_Problem description_:
From the entries that follow, reproduce exactly and only the lines from the line with "- [x] 4. Abandon" to the line with "from .core.edit import parse_workspace_edit", endpoints included.
------------------------------------------------------------------------
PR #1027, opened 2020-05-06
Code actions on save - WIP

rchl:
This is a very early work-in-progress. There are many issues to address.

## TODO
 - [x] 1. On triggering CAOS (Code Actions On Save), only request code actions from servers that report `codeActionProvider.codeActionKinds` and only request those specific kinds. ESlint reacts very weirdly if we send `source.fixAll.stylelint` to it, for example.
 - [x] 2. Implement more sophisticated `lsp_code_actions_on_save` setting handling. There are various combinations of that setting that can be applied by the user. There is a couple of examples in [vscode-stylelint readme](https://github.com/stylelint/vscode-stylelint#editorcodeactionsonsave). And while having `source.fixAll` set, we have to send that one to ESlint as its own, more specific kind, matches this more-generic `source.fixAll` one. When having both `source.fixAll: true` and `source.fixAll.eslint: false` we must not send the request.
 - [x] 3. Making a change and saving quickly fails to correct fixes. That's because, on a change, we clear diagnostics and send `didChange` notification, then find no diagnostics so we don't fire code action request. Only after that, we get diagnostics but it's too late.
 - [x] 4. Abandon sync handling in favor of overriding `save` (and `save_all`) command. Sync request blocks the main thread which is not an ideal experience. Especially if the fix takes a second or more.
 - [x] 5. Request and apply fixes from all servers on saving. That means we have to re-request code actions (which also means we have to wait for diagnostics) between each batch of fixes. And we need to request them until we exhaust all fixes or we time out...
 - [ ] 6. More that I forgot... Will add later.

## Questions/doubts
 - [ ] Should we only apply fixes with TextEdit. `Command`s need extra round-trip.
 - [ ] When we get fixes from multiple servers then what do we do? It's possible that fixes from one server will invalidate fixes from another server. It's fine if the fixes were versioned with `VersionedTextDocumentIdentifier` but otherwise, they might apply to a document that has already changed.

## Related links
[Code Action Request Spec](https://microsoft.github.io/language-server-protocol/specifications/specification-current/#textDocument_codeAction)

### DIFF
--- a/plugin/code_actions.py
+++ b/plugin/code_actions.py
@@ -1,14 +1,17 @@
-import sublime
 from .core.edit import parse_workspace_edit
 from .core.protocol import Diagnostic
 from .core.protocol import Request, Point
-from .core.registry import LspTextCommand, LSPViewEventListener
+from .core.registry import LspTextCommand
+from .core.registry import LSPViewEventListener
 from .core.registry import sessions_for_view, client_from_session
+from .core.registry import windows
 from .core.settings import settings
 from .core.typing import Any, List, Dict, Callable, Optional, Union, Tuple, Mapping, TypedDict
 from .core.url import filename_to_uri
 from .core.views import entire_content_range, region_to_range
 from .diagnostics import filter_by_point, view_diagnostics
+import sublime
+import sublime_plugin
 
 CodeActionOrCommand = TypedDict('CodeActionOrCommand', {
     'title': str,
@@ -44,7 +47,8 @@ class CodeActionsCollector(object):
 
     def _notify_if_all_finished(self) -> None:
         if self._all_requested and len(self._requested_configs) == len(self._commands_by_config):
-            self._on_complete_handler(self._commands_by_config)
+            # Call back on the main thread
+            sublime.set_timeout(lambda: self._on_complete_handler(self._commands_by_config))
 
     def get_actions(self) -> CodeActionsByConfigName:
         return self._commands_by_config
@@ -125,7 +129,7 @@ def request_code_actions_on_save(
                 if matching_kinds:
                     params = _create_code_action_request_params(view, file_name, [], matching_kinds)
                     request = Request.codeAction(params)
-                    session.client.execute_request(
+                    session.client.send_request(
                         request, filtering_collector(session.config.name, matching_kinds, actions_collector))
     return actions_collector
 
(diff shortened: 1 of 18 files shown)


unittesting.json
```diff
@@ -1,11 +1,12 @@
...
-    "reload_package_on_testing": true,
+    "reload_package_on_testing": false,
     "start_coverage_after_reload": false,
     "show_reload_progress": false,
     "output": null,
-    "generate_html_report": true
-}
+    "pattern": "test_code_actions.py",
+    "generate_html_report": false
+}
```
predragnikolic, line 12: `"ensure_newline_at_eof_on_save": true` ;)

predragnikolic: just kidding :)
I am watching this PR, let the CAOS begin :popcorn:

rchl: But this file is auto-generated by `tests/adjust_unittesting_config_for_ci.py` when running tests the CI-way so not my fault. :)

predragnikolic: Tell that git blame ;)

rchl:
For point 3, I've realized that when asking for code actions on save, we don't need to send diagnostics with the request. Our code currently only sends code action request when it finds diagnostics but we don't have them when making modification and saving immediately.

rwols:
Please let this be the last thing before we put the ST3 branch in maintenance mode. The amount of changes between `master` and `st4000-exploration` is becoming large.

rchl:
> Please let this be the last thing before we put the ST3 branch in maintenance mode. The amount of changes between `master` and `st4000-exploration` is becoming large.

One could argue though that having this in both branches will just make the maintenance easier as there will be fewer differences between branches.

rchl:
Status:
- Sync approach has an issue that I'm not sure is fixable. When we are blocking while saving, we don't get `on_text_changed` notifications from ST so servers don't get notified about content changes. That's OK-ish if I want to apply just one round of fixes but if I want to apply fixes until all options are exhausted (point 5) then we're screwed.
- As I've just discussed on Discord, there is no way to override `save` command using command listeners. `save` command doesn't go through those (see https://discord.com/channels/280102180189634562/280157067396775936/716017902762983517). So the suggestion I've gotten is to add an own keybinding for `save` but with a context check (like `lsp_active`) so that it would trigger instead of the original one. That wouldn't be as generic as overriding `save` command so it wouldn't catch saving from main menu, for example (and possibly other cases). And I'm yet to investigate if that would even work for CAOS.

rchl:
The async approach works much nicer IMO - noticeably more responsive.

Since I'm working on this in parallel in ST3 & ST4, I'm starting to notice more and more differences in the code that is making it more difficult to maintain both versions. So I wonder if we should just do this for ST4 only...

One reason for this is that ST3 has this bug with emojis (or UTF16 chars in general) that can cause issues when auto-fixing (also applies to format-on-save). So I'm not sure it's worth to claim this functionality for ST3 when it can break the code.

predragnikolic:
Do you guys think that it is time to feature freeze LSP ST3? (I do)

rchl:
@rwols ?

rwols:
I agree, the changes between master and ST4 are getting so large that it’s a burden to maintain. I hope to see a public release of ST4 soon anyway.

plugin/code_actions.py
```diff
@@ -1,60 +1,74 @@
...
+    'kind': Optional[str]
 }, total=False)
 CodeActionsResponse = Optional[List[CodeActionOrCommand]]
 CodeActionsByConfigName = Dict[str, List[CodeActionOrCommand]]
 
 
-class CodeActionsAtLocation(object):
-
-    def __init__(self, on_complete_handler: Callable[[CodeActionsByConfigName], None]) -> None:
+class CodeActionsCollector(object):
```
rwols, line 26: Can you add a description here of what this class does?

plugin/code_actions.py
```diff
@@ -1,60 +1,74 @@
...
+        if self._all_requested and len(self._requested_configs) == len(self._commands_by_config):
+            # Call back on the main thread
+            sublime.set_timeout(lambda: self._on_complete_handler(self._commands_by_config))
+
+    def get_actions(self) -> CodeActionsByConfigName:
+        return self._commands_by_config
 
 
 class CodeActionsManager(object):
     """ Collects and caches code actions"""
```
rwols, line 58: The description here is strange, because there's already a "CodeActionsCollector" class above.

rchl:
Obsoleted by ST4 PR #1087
------------------------------------------------------------------------
_Task response_:
 - [x] 4. Abandon sync handling in favor of overriding `save` (and `save_all`) command. Sync request blocks the main thread which is not an ideal experience. Especially if the fix takes a second or more.
 - [x] 5. Request and apply fixes from all servers on saving. That means we have to re-request code actions (which also means we have to wait for diagnostics) between each batch of fixes. And we need to request them until we exhaust all fixes or we time out...
 - [ ] 6. More that I forgot... Will add later.

## Questions/doubts
 - [ ] Should we only apply fixes with TextEdit. `Command`s need extra round-trip.
 - [ ] When we get fixes from multiple servers then what do we do? It's possible that fixes from one server will invalidate fixes from another server. It's fine if the fixes were versioned with `VersionedTextDocumentIdentifier` but otherwise, they might apply to a document that has already changed.

## Related links
[Code Action Request Spec](https://microsoft.github.io/language-server-protocol/specifications/specification-current/#textDocument_codeAction)

### DIFF
--- a/plugin/code_actions.py
+++ b/plugin/code_actions.py
@@ -1,14 +1,17 @@
-import sublime
 from .core.edit import parse_workspace_edit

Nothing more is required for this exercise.